The vote options were fundamentally flawed. There are so many people who absolutely did not want to leave but were not prepared to give a vote of confidence to the present EU with no promise of reform. It's way bigger than immigration and to tar all Leavers with that brush is rather offensive, frankly.

Cut out the hyperbole, I've never said that everyone who voted leave is a UKIP voting immigrant hater. What a ridiculous statement.
 
I think you're the one being naive in assuming everyone who voted leave is a UKIP-voting immigrant hater.

The vote options were fundamentally flawed. There are so many people who absolutely did not want to leave but were not prepared to give a vote of confidence to the present EU with no promise of reform. It's way bigger than immigration and to tar all Leavers with that brush is rather offensive, frankly.

Yea I'm certain in my mind that if there was a suitable trade based European community, I'd be 100% in.
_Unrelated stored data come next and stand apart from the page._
PR #846, opened 2022-11-08
Prevent Shrinking on Inner Sidebar at Narrow Screen Size - RSC-1245

rpokorny:
https://issues.sonatype.org/browse/RSC-1245

### DIFF
--- a/gallery/package.json
+++ b/gallery/package.json
@@ -1,6 +1,6 @@
 {
   "name": "@sonatype/react-shared-components-gallery",
-  "version": "12.4.3",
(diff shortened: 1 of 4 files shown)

But the euro currency project and the political integration, and the refusal to compromise at all means I felt I couldn't give it my support.
 
Yes, "stick it to the establishment", instead of going pro-Euro Tory-lite, we'll vote for full unfettered right-wing Eurosceptic nasty Tory instead.

Stick it to the man! Farage and Boris are common blokes like us, like a good pint, blah blah.
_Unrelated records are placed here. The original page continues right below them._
PR #847, opened 2022-11-09
RTL Conversion for Links

rjp99:
https://issues.sonatype.org/browse/RSC-1229


lib/src/components/NxTextLink/__tests__/NxTextLink.test.tsx
```diff
@@ -5,114 +5,106 @@
...
-    expect(getShallow()).toHaveProp('aria-disabled', false);
-    expect(getShallow({ disabled: true })).toHaveProp('aria-disabled', true);
+    expect(renderEl()).toHaveAttribute('aria-disabled', 'false');
+    expect(renderEl({ disabled: true })).toHaveAttribute('aria-disabled', 'true');
   });
 
   it('sets link role on the text link when the disabled prop is set', function() {
-    expect(getShallow()).not.toHaveProp('role', 'link');
-    expect(getShallow({ disabled: true })).toHaveProp('role', 'link');
+    expect(renderEl()).not.toHaveAttribute('role', 'link');
```
EmilyBermudez88, line 71: Not sure if this is relevant or not, but the test will pass with any kind of role attached to NxTextLink as long as it's not 'role'. If there isn't supposed to be a role attached to the link unless it's disabled, perhaps it could be `expect(renderEl()).not.toHaveAttribute('role')`. As I said though, not sure if testing whether ANY role is applied prior to disabling NxTextLink is part of testing

lib/src/components/NxTextLink/__tests__/NxTextLink.test.tsx
```diff
@@ -5,114 +5,106 @@
...
 
   it('adds an icon after the children if external is true', function() {
-    expect(getShallow({ children: <span/> })).not.toContainMatchingElement(NxFontAwesomeIcon);
-    expect(getShallow({ children: <span/>, external: true })).toContainMatchingElement(NxFontAwesomeIcon);
-  });
+    const { container } = quickRender({ children: 'foo', external: true });
 
-  it('wraps non-element children in an element sibling to the icon', function() {
-    expect(getShallow({ children: 'foo', external: true })).toMatchElement(
-      <a>
```
EmilyBermudez88, line 105: This may still be useful to test, to check that a <span> automatically renders when text is provided (and that when the text is wrapped in something, it doesn't create a span) . I'm sure there's a cleaner way, but could be something like:    

```
const el = renderEl({children: 'foo'});
    expect(el?.children[0].tagName).toBe('SPAN');
```

lib/src/components/NxTextLink/__tests__/NxTextLink.test.tsx
```diff
@@ -5,114 +5,106 @@
...
 import NxTextLink from '../NxTextLink';
-import NxFontAwesomeIcon from '../../NxFontAwesomeIcon/NxFontAwesomeIcon';
-import { IconProp } from '@fortawesome/fontawesome-svg-core';
 
 describe('NxTextLink', function() {
-  const getShallow = getShallowComponent(NxTextLink, {});
+  const quickRender = rtlRender(NxTextLink, {});
+  const renderEl = rtlRenderElement(NxTextLink, {});
 
   it('renders an <a> with the nx-text-link class', function() {
```
rpokorny, line 16: The class name is an implementation detail as far as RTL is concerned

lib/src/components/NxTextLink/__tests__/NxTextLink.test.tsx
```diff
@@ -5,114 +5,106 @@
...
-    const component = getShallow({ id: 'foo', lang: 'en_US' });
+    const el = renderEl({ id: 'foo', lang: 'en_US' });
 
-    expect(component).toHaveProp('id', 'foo');
-    expect(component).toHaveProp('lang', 'en_US');
+    expect(el).toHaveAttribute('id', 'foo');
+    expect(el).toHaveAttribute('lang', 'en_US');
   });
 
   it('adds the nx-text-link--external class if external is true', function() {
```
rpokorny, line 37: Implementation detail.  The relevant external behavior is the presence of the external link icon, which is tested by visual tests

lib/src/components/NxTextLink/__tests__/NxTextLink.test.tsx
```diff
@@ -5,114 +5,106 @@
...
   });
 
   it('sets aria-disabled on the text link when the disabled prop is set', function() {
-    expect(getShallow()).toHaveProp('aria-disabled', false);
-    expect(getShallow({ disabled: true })).toHaveProp('aria-disabled', true);
+    expect(renderEl()).toHaveAttribute('aria-disabled', 'false');
+    expect(renderEl({ disabled: true })).toHaveAttribute('aria-disabled', 'true');
   });
 
   it('sets link role on the text link when the disabled prop is set', function() {
```
rpokorny, line 70: The setting of the attribute itself isn't important.  What's important is what the actual computed role of the element is: it should always be `link` regardless of whether the link is disabled.  You can use `getByRole` to check this.

lib/src/components/NxTextLink/__tests__/NxTextLink.test.tsx
```diff
@@ -5,114 +5,106 @@
...
-    expect(getShallow()).not.toHaveProp('role', 'link');
-    expect(getShallow({ disabled: true })).toHaveProp('role', 'link');
+    expect(renderEl()).not.toHaveAttribute('role', 'link');
+    expect(renderEl({ disabled: true })).toHaveAttribute('role', 'link');
   });
 
   it('does not pass href value on the text link when the disabled prop is set', function() {
```
rpokorny, line 75: Implementation detail.  What we really want to check is whether clicking the link does anything when it is/isn't disabled

lib/src/components/NxTextLink/__tests__/NxTextLink.test.tsx
```diff
@@ -5,114 +5,106 @@
...
+    expect(renderEl({ external: true, newTab: true })).toHaveAttribute('target', '_blank');
+    expect(renderEl({ external: true, newTab: false })).toHaveAttribute('target', '');
 
-    expect(getShallow({ external: true, target: 'asdf' })).toHaveProp('target', 'asdf');
+    expect(renderEl({ external: true, noReferrer: true, target: 'asdf' })).toHaveAttribute('target', 'asdf');
+  });
 
-    expect(getShallow({ external: true, newTab: true })).toHaveProp('target', '_blank');
-    expect(getShallow({ external: true, newTab: false })).toHaveProp('target', '');
+  it('does not add an icon after the children if external is false', function() {
```
rpokorny, line 99: As I said above the icon presentation is tested via visual test and testing it at this level is an implementation detail.

lib/src/components/NxTextLink/__tests__/NxTextLink.test.tsx
rjp99: > The class name is an implementation detail as far as RTL is concerned

Removed here: 4e7e494279e16de3a908ade9be773ce6d2bd9065

lib/src/components/NxTextLink/__tests__/NxTextLink.test.tsx
rjp99: > Implementation detail. The relevant external behavior is the presence of the external link icon, which is tested by visual tests

Removed here: 4c42970c97bdf179a2b81e369280dce5396bc4de

lib/src/components/NxTextLink/__tests__/NxTextLink.test.tsx
rjp99: > The setting of the attribute itself isn't important. What's important is what the actual computed role of the element is: it should always be `link` regardless of whether the link is disabled. You can use `getByRole` to check this.

Updated here: 03d46791ff22a5aff9a1b1c96a074e5d957adac8

lib/src/components/NxTextLink/__tests__/NxTextLink.test.tsx
rjp99: > Implementation detail. What we really want to check is whether clicking the link does anything when it is/isn't disabled

Something like this? b72d4c0c3aaf75b02b9195688d8c0b38d231ad7f

lib/src/components/NxTextLink/__tests__/NxTextLink.test.tsx
rjp99: > As I said above the icon presentation is tested via visual test and testing it at this level is an implementation detail.

Removed here: 70a65dd9c54784f2922ba72a48d7db238e0ecc4e

lib/src/components/NxTextLink/__tests__/NxTextLink.test.tsx
```diff
@@ -5,114 +5,106 @@
...
 
   it('adds additional specified classes', function() {
-    const component = getShallow({ className: 'foo' });
+    const el = renderEl({ className: 'foo' });
 
-    expect(component).toHaveClassName('foo');
-    expect(component).toHaveClassName('nx-text-link');
+    expect(el).toHaveClass('foo');
+    expect(el).toHaveClass('nx-text-link');
   });
```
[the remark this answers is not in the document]
rjp99: > For this test, you could do something like this (for example in Drawer, ColorPicker etc ):

Updated here: 2404df74b517db0b783ddec5bd265266bf40df6c

lib/src/components/NxTextLink/__tests__/NxTextLink.test.tsx
rjp99: > Not sure if this is relevant or not, but the test will pass with any kind of role attached to NxTextLink as long as it's not 'role'. If there isn't supposed to be a role attached to the link unless it's disabled, perhaps it could be `expect(renderEl()).not.toHaveAttribute('role')`. As I said though, not sure if testing whether ANY role is applied prior to disabling NxTextLink is part of testing

Updated here: 7910971123c15e7e2be37ae5dd3a497e0ffa19ec

lib/src/components/NxTextLink/__tests__/NxTextLink.test.tsx
rjp99: > This may still be useful to test, to check that a automatically renders when text is provided (and that when the text is wrapped in something, it doesn't create a span) . I'm sure there's a cleaner way, but could be something like:
> 
> ```
> const el = renderEl({children: 'foo'});
>     expect(el?.children[0].tagName).toBe('SPAN');
> ```

Added it here: 69ec81407e68f1a5c3c53a15bd104a400005753d

lib/src/components/NxTextLink/__tests__/NxTextLink.test.tsx
rpokorny: > Removed here: https://github.com/sonatype/sonatype-react-shared-components/commit/4e7e494279e16de3a908ade9be773ce6d2bd9065

IMO it was still worthwhile to test that it was an `<a>`, since `<a>` tags have special accessibility behaviors in the browser such as showing the hyperlink target in the bottom of the viewport when you hover the link.

lib/src/components/NxTextLink/__tests__/NxTextLink.test.tsx
rpokorny: > Updated here: https://github.com/sonatype/sonatype-react-shared-components/commit/03d46791ff22a5aff9a1b1c96a074e5d957adac8

`toBe` doesn't work that way.  Use `.toBeInTheDocument()`.  (Make sure you put the `()` on in order to actually invoke the assertion).

lib/src/components/NxTextLink/__tests__/NxTextLink.test.tsx
rpokorny: > Something like this? https://github.com/sonatype/sonatype-react-shared-components/commit/b72d4c0c3aaf75b02b9195688d8c0b38d231ad7f

Nevermind, after a little bit of research it doesn't look like JSDOM really implements enough to verify that links can truly be followed.  Checking the `href` attribute seems like the best approach afterall.  What you had originally was good.

lib/src/components/NxTextLink/__tests__/NxTextLink.test.tsx
rjp99: > > Removed here: [4e7e494](https://github.com/sonatype/sonatype-react-shared-components/commit/4e7e494279e16de3a908ade9be773ce6d2bd9065)
> 
> IMO it was still worthwhile to test that it was an `<a>`, since `<a>` tags have special accessibility behaviors in the browser such as showing the hyperlink target in the bottom of the viewport when you hover the link.

Added that part back: a5cc4005f6e6e5133b043cff46e94438a409293e

lib/src/components/NxTextLink/__tests__/NxTextLink.test.tsx
rjp99: > > Something like this? [b72d4c0](https://github.com/sonatype/sonatype-react-shared-components/commit/b72d4c0c3aaf75b02b9195688d8c0b38d231ad7f)
> 
> Nevermind, after a little bit of research it doesn't look like JSDOM really implements enough to verify that links can truly be followed. Checking the `href` attribute seems like the best approach afterall. What you had originally was good.

Changed it: 6748453f2635cc4c13e839c3db1dac9ea6ed782c

lib/src/components/NxTextLink/__tests__/NxTextLink.test.tsx
```diff
@@ -4,115 +4,96 @@
...
-import { IconProp } from '@fortawesome/fontawesome-svg-core';
 
 describe('NxTextLink', function() {
-  const getShallow = getShallowComponent(NxTextLink, {});
+  const quickRender = rtlRender(NxTextLink, {});
+  const renderEl = rtlRenderElement(NxTextLink, {});
 
-  it('renders an <a> with the nx-text-link class', function() {
-    expect(getShallow()).toMatchSelector('a.nx-text-link');
+  it('renders an <a> with the nx-text-link', function() {
```
rpokorny, line 15:
```suggestion
  it('renders an <a>', function() {
```

lib/src/components/NxTextLink/__tests__/NxTextLink.test.tsx
```diff
@@ -4,115 +4,96 @@
...
-    expect(getShallow({ external: true, noReferrer: true, target: 'asdf' })).toHaveProp('target', 'asdf');
-  });
-
-  it('adds an icon after the children if external is true', function() {
-    expect(getShallow({ children: <span/> })).not.toContainMatchingElement(NxFontAwesomeIcon);
-    expect(getShallow({ children: <span/>, external: true })).toContainMatchingElement(NxFontAwesomeIcon);
+    expect(renderEl({ external: true, noReferrer: true, target: 'asdf' })).toHaveAttribute('target', 'asdf');
   });
 
   it('wraps non-element children in an element sibling to the icon', function() {
```
rpokorny, line 94: This test is probably also an implementation detail.  The span wrapper is just there so the styling works correctly, which is tested in the visual tests.

rpokorny (approved):

lib/src/components/NxTextLink/__tests__/NxTextLink.test.tsx
rjp99: > This test is probably also an implementation detail. The span wrapper is just there so the styling works correctly, which is tested in the visual tests.

Removed here: f1666b672214f5311a9852cb1c13ecf1de9419dd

Just go listen to the Who song, 'Won't get fooled again' wherein the end lyrics are: Here's the new boss, same as the old boss. They're all the same.
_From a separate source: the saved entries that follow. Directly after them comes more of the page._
PR #849, opened 2022-11-10
RTL Conversion for NxTextInput - RSC-1232

cindyko226:
https://issues.sonatype.org/browse/RSC-1232


lib/src/components/NxTextInput/__tests__/NxTextInput.test.tsx
```diff
@@ -4,258 +4,518 @@
...
+import { rtlRender, rtlRenderElement } from '../../../__testutils__/rtlUtils';
+import userEvent from '@testing-library/user-event';
 
-import NxTextInput, { PrivateNxTextInput, Props } from '../NxTextInput';
-import { mount } from 'enzyme';
-import { FormAriaContext } from '../../NxForm/context';
+import NxTextInput, { PublicProps } from '../NxTextInput';
+import NxForm from '../../NxForm/NxForm';
 
 describe('PrivateNxTextInput', function() {
```
rpokorny, line 15: `PrivateNxTextInput` isn't what's being tested here, and doesn't need to be directly tested since it's not exposed outside of the RSC library.
```suggestion
describe('NxTextInput', function() {
```

lib/src/components/NxTextInput/__tests__/NxTextInput.test.tsx
```diff
@@ -4,258 +4,518 @@
...
 
-  it('contains an nx-text-input__box containing the input and validation icons', function() {
-    expect(getShallowComponent()).toContainMatchingElement('.nx-text-input__box');
-    expect(getShallowComponent()).toContainMatchingElement('.nx-text-input__box input.nx-text-input__input');
-    expect(getShallowComponent()).toContainMatchingElement('.nx-text-input__box .nx-icon--valid');
-    expect(getShallowComponent()).toContainMatchingElement('.nx-text-input__box .nx-icon--invalid');
-  });
+  it('renders a password input if type is "password"', function() {
+    // input type="password" don't have a role
+    const inputEl = quickRender({ type: 'password' }).container.querySelector('input');
```
rpokorny, line 30: Why not use `getByRole` here?

rpokorny: > Why not use getByRole here?

Ah I see, password inputs have no role.

lib/src/components/NxTextInput/__tests__/NxTextInput.test.tsx
```diff
@@ -4,258 +4,518 @@
...
-  it('renders a password input if type is "password"', function() {
-    expect(getShallowComponent({ type: 'password' }).find('input')).toHaveProp('type', 'password');
+    expect(input).toHaveAttribute('id', 'foo');
+    expect(input).toHaveAttribute('lang', 'en-US');
   });
 
-  it('renders a date input if type is "date"', function() {
-    expect(getShallowComponent({ type: 'date' }).find('input')).toHaveProp('type', 'date');
+  it('sets the value as specified', function() {
+    expect(quickRender({ value: 'boo' }).getByRole('textbox')).toHaveAttribute('value', 'boo');
```
rpokorny, line 66: The attribute isn't what matters to us and is not kept in sync with the actual `value` DOM property
```suggestion
    expect(quickRender({ value: 'boo' }).getByRole('textbox')).toHaveValue('boo');
```

lib/src/components/NxTextInput/stateful/NxStatefulTextInput.tsx
```diff
@@ -10,7 +10,7 @@ import { initialState, userInput } from '../stateHelpers';
 import { PrivateNxTextInput } from '../NxTextInput';
 
 import { Props, PublicProps, propTypes } from './types';
-export { Props, propTypes } from './types';
+export { Props, PublicProps, propTypes } from './types';
```
rpokorny, line 13: This is also missing/incorrect in `index.ts` I guess

lib/src/components/NxTextInput/stateful/__tests__/NxStatefulTextInput.test.tsx
```diff
@@ -4,148 +4,288 @@
...
+        input = quickRender({ onKeyPress }).getByRole('textbox');
 
     expect(onKeyPress).not.toHaveBeenCalled();
 
-    component.prop('onKeyPress')('q');
+    await user.type(input, 'a');
 
-    expect(onKeyPress).toHaveBeenCalledWith('q');
+    expect(onKeyPress).toHaveBeenCalledWith('a');
   });
```
rpokorny, line 91: Unless I missed it this seems like exactly the same tests that `NxTextInput` has.  The stateful component should have tests for its state handling - that when the user types in the input its `value` and validation change accordingly.

lib/src/components/NxTextInput/stateful/NxStatefulTextInput.tsx
cindyko226: Thanks for catching it, updated here 285bbd59a7ee49a0a3e81ae5b1b202191d6b005a.

lib/src/components/NxTextInput/stateful/__tests__/NxStatefulTextInput.test.tsx
cindyko226: Updated here 8fae95e4f6c234f4b80c51c634b3ee8b4ef02e95.

rpokorny (approved):

cindyko226:
> for `NxTextInput.test.tsx`, Should there be a test confirming no validation errors appear when isPristine: true, validationErrors: 'foo' , validatable: true, BUT input is disabled?

Add the validatable part of validation 78093b770682aae201ff6940bf3ac30db943bff8.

If you think your last sentence is clever, and gains you kudos for some kind of points scoring, then I suggest you grow up.

The leave vote was a rejection of where the leaders of the country, of both political shades, have taken us concerning the EU over the decades.

The bile in your post is sad to read...
 
Not at all. How many of the 'Leave' voters have you spoken to, to arrive at the conclusion you did arrive at?

'He who asserts must prove', as the legal tenet goes. And you have proved absolutely nothing to back up your assertion.

You're out of your depth, mate...
Immigration was important but that has been sold as the problem. Lack of wealth distribution is the problem. Since the late seventies we have closed industry in the north and replaced it with growth of the south. Both parties are guilty as well as the finance industry for the crash. The eu is good at wealth distribution but this vote is for change by people who need some hope. The parties here need to sort themselves out. We are one nation and everybody needs a chance. There will be no difference until this happens. Corbyn needs to go and a credible voice of the left is required.
 
Just go listen to the Who song, 'Won't get fooled again' wherein the end lyrics are: Here's the new boss, same as the old boss. They're all the same.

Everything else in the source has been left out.